His time at Warwick, he says, has been a wholly positive one and he's proud of the students he's seen graduate from the school.

He's loved his involvement in sports, teaching theory of knowledge to the IB students and enforcing rigorous academic standards — but also just chatting one-to-one with his young charges.

"The greatest thing is I keep walking round the streets seeing all these Warwick Academy students and some of those guys are in their 30s now. I'm always struck by the type of people they are. I wouldn't want to say the school is responsible for it but if we did anything right at all there might be a little reflection in there. As the head of it I am extremely proud of them."

Mr. Lennox will go to Turkey remembering many such moments of pride in the school — but there will be sad memories too.

Earlier this year, the school lost two students in tragic circumstances in the space of a few weeks: 15-year-old Dakarai Tucker who died after battling an aneurysm of the brain and 17-year-old Miguel Franco who was killed in a motorcycle accident.

"I think it's at times like that that you realise what a school we have got," says Mr. Lennox. "I didn't have to do anything; the kids and the staff did it all for me.

"I don't think I have been in a school where we haven't lost somebody, a pupil, but to lose two people within a few weeks of one another is extraordinary. Both kids loved the school and they were both successful in it. It definitely pulls everybody together. It showed me how cooperative the school was."

He could empathise entirely with the parents of the two boys, as he and Marian lost their 13-year-old son, Anthony, in 1980.
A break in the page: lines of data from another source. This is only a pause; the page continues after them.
PR #1065, opened 2022-10-16
honor auto-remove bool propagation

hellt:


hellt:
@jbemmel would you be willing to test this PR with a use case that you have?

```
docker run --rm -v $(pwd):/workspace ghcr.io/oras-project/oras:v0.12.0 pull ghcr.io/srl-labs/clab-oci:8350cf6c
```

PR #1083, opened 2022-11-01
fix ssse3 instruction check

hellt:


types/types.go
```diff
@@ -147,7 +147,7 @@ type NodeConfig struct {
 }
 
 type HostRequirements struct {
-	SSE3         bool `json:"sse3,omitempty"`          // sse3 cpu instruction
+	SSSE3        bool `json:"sse3,omitempty"`          // ssse3 cpu instruction
```
jbemmel, line 150: json attribute left as 'sse3' - on purpose?

hellt: nope. needs to be fixed

PR #1097, opened 2022-11-16
Fix nextui node tooltip without image field

gamerslouis:
For non container nodes, image filed is not set.
Without this, the nx graph node tooltip image field in value colume will be skipped. Cause the filed name and value mismatch.
I set the image field to  N/A to indicate no image property to fix this problem.

Before fix:
image

After fix:
image


hellt:
thanks @gamerslouis ! It is amazing to see you fixing JS code of the graph engine as I am myself has very little knowledge of JS

PR #1098, opened 2022-11-16
Fix non-container nodes display in web graph

### LINKED ISSUE #1078: when define linux bridge in clab.yaml, use graph command, web show is nil.
When I define a bridge simulate a switch like this.
I use `clab graph -t clab.yaml`, but web not show the switch.
Screen Shot 2022-10-24 at 10 39 36

Screen Shot 2022-10-24 at 10 40 41

gamerslouis:
Without offline mode, the graph command only collect container nodes. So nodes such as bridge are not displayed in the graph web view. This commit fix this problem by building non-container node data with offline method

Close #1078


hellt:
great, thanks @gamerslouis! this is awesome

PR #1099, opened 2022-11-18
Default node embedding

steiler:
Using the embedded DefaultNode to implement the std, behaviour which will also allow for specific implementations to overwrite the behaviour.


hellt (approved):
great stuff @steiler 
PRs that have more deleted lines than added ones are X2

PR #1100, opened 2022-11-18
allowing for external containers to be referenced in the link configuration

steiler:


hellt:
can I review this before #1099 ?

steiler:
Dropping this idea of implementing external container links for a seperate external kind.

PR #3062, opened 2026-02-18
Add exposed ports to events stream

FloSch62:
This adds the exposed ports of a container to the events stream.


hellt:
we can change the runner of the vxlan tests to ubuntu-22.04 to fix the issue with the iproute2 being not compatible until they fix it

hellt:
@dependabot rebase

I guess it won't do it :D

"I really knew and understood what the parents were going through," he says. "There is years of immense pain. It's like part of your heart has been cut away but eventually you learn to live with it, especially when you have got other children."
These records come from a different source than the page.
PR #3066, opened 2026-02-20
Add Spirent STC kind

kaelemc:
Adds the Spirent containerized test center

The version I am testing is 5.50.2906, and for some reason uses cgroups v1, which all major distros of today have gotten rid of (for cgroups v2).

Because of this, there is this mess of having to create a bunch of fake cgroup v1 paths else the test center won't boot correctly and you can't use the interfaces.

I also made a decision to force `portX` interface naming, the STC does this thing where upon boot it renames all the interfaces (decrementing them by one) as the management interface is `admin0`.

For this reason I believe forcing the `portX` naming reduces 'cognitive load' :D for the user as:

1. `portX` matches what they see in the spirent GUI (see below screenshot)
2. If we allow `ethX` and the decrementing occurs, it can cause some confusion in troubleshooting usecases, ie. pcap, looking at topoviewer etc. 

CleanShot 2026-02-21 at 04 34 11@2x

### DIFF
--- a/nodes/spirent_stc/stc.go
+++ b/nodes/spirent_stc/stc.go
@@ -76,9 +76,13 @@ func (n *spirentStc) Init(cfg *clabtypes.NodeConfig, opts ...clabnodes.NodeOptio
 
 	// STC uses cgroupv1, mount the fake dirs
 	cgroupDir := path.Join(n.Cfg.LabDir, cgroupV1Dir)
-	n.Cfg.Binds = append(n.Cfg.Binds,
+	n.Cfg.Binds = append(
+		n.Cfg.Binds,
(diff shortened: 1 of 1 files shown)


kaelemc:
Awaiting testers, once all good then will be ready to review.

sacckth:
Windows! yuck!

kaelemc:
> Windows! yuck!

go away.

Just so you don't judge me, it's RDP from a MacBook I had to sell all my internal organs to afford.

kaelemc:
think we will have to find some testers for this out in the wild. It works for me :)

hellt:
lets yolo and find stuff in prod

Issue #3056, opened 2026-02-13
vxlan tests failing because of ubuntu kernel upgrade


FloSch62:
See: https://github.com/actions/runner-images/issues/13669

hellt:
the workaround has been added in #3069

PR #3069, opened 2026-02-22
Add temporary workaround for #3056

FloSch62:
Lets use a workaround for the test until the iproute2 is fixed in the runner

### DIFF
--- a/.github/workflows/build-containerlab.yml
+++ b/.github/workflows/build-containerlab.yml
@@ -9,7 +9,7 @@ name: build-clab
 
 jobs:
   build-clab:
-    runs-on: ubuntu-22.04
+    runs-on: ubuntu-24.04
     steps:
       - uses: actions/checkout@v6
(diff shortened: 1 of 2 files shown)


.github/workflows/build-containerlab.yml
```diff
@@ -9,7 +9,7 @@ name: build-clab
 
 jobs:
   build-clab:
-    runs-on: ubuntu-24.04
+    runs-on: ubuntu-22.04
```
hellt: I wouldn't want the build step to be pinned to 22.04 because of the vxlan issue.
Maybe instead lets follow their advice and install iproute from source

https://github.com/actions/runner-images/issues/13669#issuecomment-3915348281 which will be only in the vxlan test job and hopefully later on they will provide a newer package so that this workaround could be removed

FloSch62: Implemented the workaround instead.

PR #3091, opened 2026-03-05
Add ceos-copy-to-flash to .clab.yml schema

rrajpuro:
Introduce a new schema entry for `ceos-copy-to-flash`, allowing users to specify a list of CEOS-specific configuration files to be copied to the flash directory on startup.

NOTE: Dont see srl-agents property in the latest documentation


hellt:
thanks @rrajpuro 
yes, the srl-agents and mysockets extra opts are not in use anymore

PR #3096, opened 2026-03-07
Add extras processing for node configurations

### LINKED ISSUE #3094: Magic variable `__clabNodeName__` not expanded in `extras` paths (e.g. `topology.kinds.<kind>.extras`)
**Summary**
Magic variable expansion (e.g. `__clabNodeName__`) works for some fields (like `startup-config` and `exec`), but appears not to be applied to `extras` fields such as `extras.ceos-copy-to-flash`. This makes it hard to keep topologies DRY when `extras` contains per-node file paths.

**Example topology snippet**
```yaml
topology:
  defaults:
    startup-config: configs/__clabNodeName__.cfg

  kinds:
    arista_ceos:
      image: ceos:4.35.0F
      enforce-startup-config: true
      extras:
        ceos-copy-to-flash:
          - ceos-configs/__clabNodeName__/ceos-config
```

**Observed behavior**
Deploy fails because the path is used literally (not expanded):
`.../ceos-configs/__clabNodeName__/ceos-config: no such file or directory`

**Expected behavior**
`__clabNodeName__` should expand to each node short name, similarly to `startup-config` and `exec`, e.g.:
`ceos-configs/ce1/ceos-config`

**Question / request**
Why did we not implement in containerlab:
1) A generic pre-processor phase that walks the parsed topology and expands magic vars for all string fields
2) At least expand magic vars for known `extras` string slices (e.g. `ceos-copy-to-flash`, etc.)?

hellt:
This commit introduces a new function, `processNodeExtras`, to handle magic variable replacements in node extras, specifically for `ceos-copy-to-flash` and `srl-agents`. Additionally, a new test, `TestExtrasInit`, has been added to validate the functionality using a sample topology file. The topology file has also been updated to include the new extras structure for testing purposes.

fix #3094

### DIFF
--- a/Makefile
+++ b/Makefile
@@ -40,7 +40,7 @@ build-with-cover:
 
 build-debug:
 	mkdir -p $(BIN_DIR)
-	go build -o $(BINARY) -gcflags=all="-N -l" -race -cover main.go
+	CGO_ENABLED=1 go build -o $(BINARY) -gcflags=all="-N -l" -race -cover main.go
 	sudo chown root:root $(BINARY)
 	sudo chmod 4755 $(BINARY)
 
--- a/go.mod
+++ b/go.mod
@@ -34,7 +34,7 @@ require (
 	github.com/mitchellh/go-homedir v1.1.0
 	github.com/opencontainers/runtime-spec v1.2.1
 	github.com/pmorjan/kmod v1.1.1
-	github.com/scrapli/scrapligo v1.3.3
+	github.com/scrapli/scrapligo v1.3.2
 	github.com/scrapli/scrapligocfg v1.0.0
 	github.com/spf13/cobra v1.10.2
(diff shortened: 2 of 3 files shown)


rrajpuro:
@hellt why not parse the YAML and replace all string fields. If variables are reserved and magic (i.e., globally defined placeholders), traversing the parsed YAML tree instead of using path-specific replacement because:
- Consistency: Ensures all instances of __VAR__ are replaced, avoiding missed substitutions. 
- Maintainability: No need to manually track or update specific paths when structure changes. 
- Simplicity: One uniform rule for replacement across the entire config. 
- Safety: Operates on scalar strings only, preserving structure and avoiding injection.

hellt:
because inputs to the replacer function are unknown until the topology is parsed and expanded. You can try to implement your approach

He thinks the loss of his son partly shaped him as a head teacher and has made him ultra-aware of the immense responsibility that educators have in looking after children.

Having two of his children, Paul, now 23, and Katy, 21, at Warwick also affected him. "Whenever I dealt with anybody else's kids I could say how would I expect my kids to be dealt with? That always gives you a good touchstone."

Dealing with the students and parents at Warwick has been, he says, "a sheer pleasure". "There hasn't been a day when I haven't been more than happy to turn up at school and do what I have to do.

"It has been a pleasure and a privilege to serve Warwick Academy and to become part of a very close family. The parent body of the school has been wonderful to me and the board and staff at all levels have given me total commitment and support. I have huge respect for them and the broader Bermuda public."

Moving to Turkey will make it easier to get back to the south of England where Paul and Katy and another son, Matthew, 33, live.

And with the arrival of his first grandchild, Lucy, last August, he could be forgiven for thinking about slowing down a little after his initial two-year contract at Koç.

So is he? He chuckles. "They have talked to me about ideally being there for five years. I'm going with an open mind."